Apolo e Dionísio são deuses da mitologia grega aos quais Nietzsche recorre para representar dois impulsos fundamentais da existência humana. De forma simplificada, o apolíneo pode ser associado à razão, à ordem e ao equilíbrio, enquanto o dionisíaco se aproxima da emoção, da intensidade e dos instintos.
Nos mitos gregos, Apolo é o deus do Sol, da luz e da música, tanto que é representado diversas vezes segurando uma lira. Ele era considerado um dos grandes deuses do Olimpo, associado à luz, à beleza, à harmonia e à busca pela verdade, mas também possuía um lado ligado à punição e à crueldade.
Dionísio, também conhecido como Baco na mitologia romana, é o deus do vinho, da festa, das artes, do teatro e do prazer, geralmente representado com uma coroa de videira ou hera.
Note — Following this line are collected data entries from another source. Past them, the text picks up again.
PR #209, opened 2022-05-02
fix(components/core): add null checks to core adapter focusing methods

Blackbaud-TrevorBurch:


libs/components/core/src/lib/modules/adapter-service/adapter.service.spec.ts
```diff
@@ -27,6 +27,11 @@ describe('Core adapter service', () => {
       expect(actual.length).toEqual(8);
     });
 
+    it('should return an empty array if an undefined value is queries for focusable children', () => {
```
Blackbaud-SteveBrush: Not sure I understand this sentence?

Blackbaud-TrevorBurch: Sigh. That is a typo. Standby

Blackbaud-TrevorBurch: Fixed

Blackbaud-SteveBrush (approved):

Ele era um deus associado às celebrações, ao êxtase e à aproximação entre o humano e o divino.
A videira ou parreira, associada a Dionísio, simbolizava o vinho, enquanto a hera também aparecia relacionada ao deus em representações da mitologia grega. Essas plantas reforçavam a ligação de Dionísio com a celebração, o êxtase e os rituais dedicados a ele.
Enquanto Apolo era a força da razão, da clareza e da harmonia, Dionísio seria a força dos instintos, da emoção e dos excessos.
Contudo, é importante entender que Nietzsche não diz que um é bom e o outro é ruim.
Segundo Paulo Niccoli, Apolo e Dionísio representam a força da tragédia grega está justamente na convivência entre os elementos apolíneos e dionisíacos, que permitem representar a vida em toda sua complexidade.
Apolo e Dionísio eram dois princípios que norteavam os mitos, a tragédia grega, inclusive o estilo de vida que era contemplado e vivido pelos próprios gregos antes do aparecimento de Sócrates.
O filósofo dizia que a tragédia grega antiga teria encontrado o equilíbrio ideal entre as duas forças, o que a tornava uma obra de arte perfeita.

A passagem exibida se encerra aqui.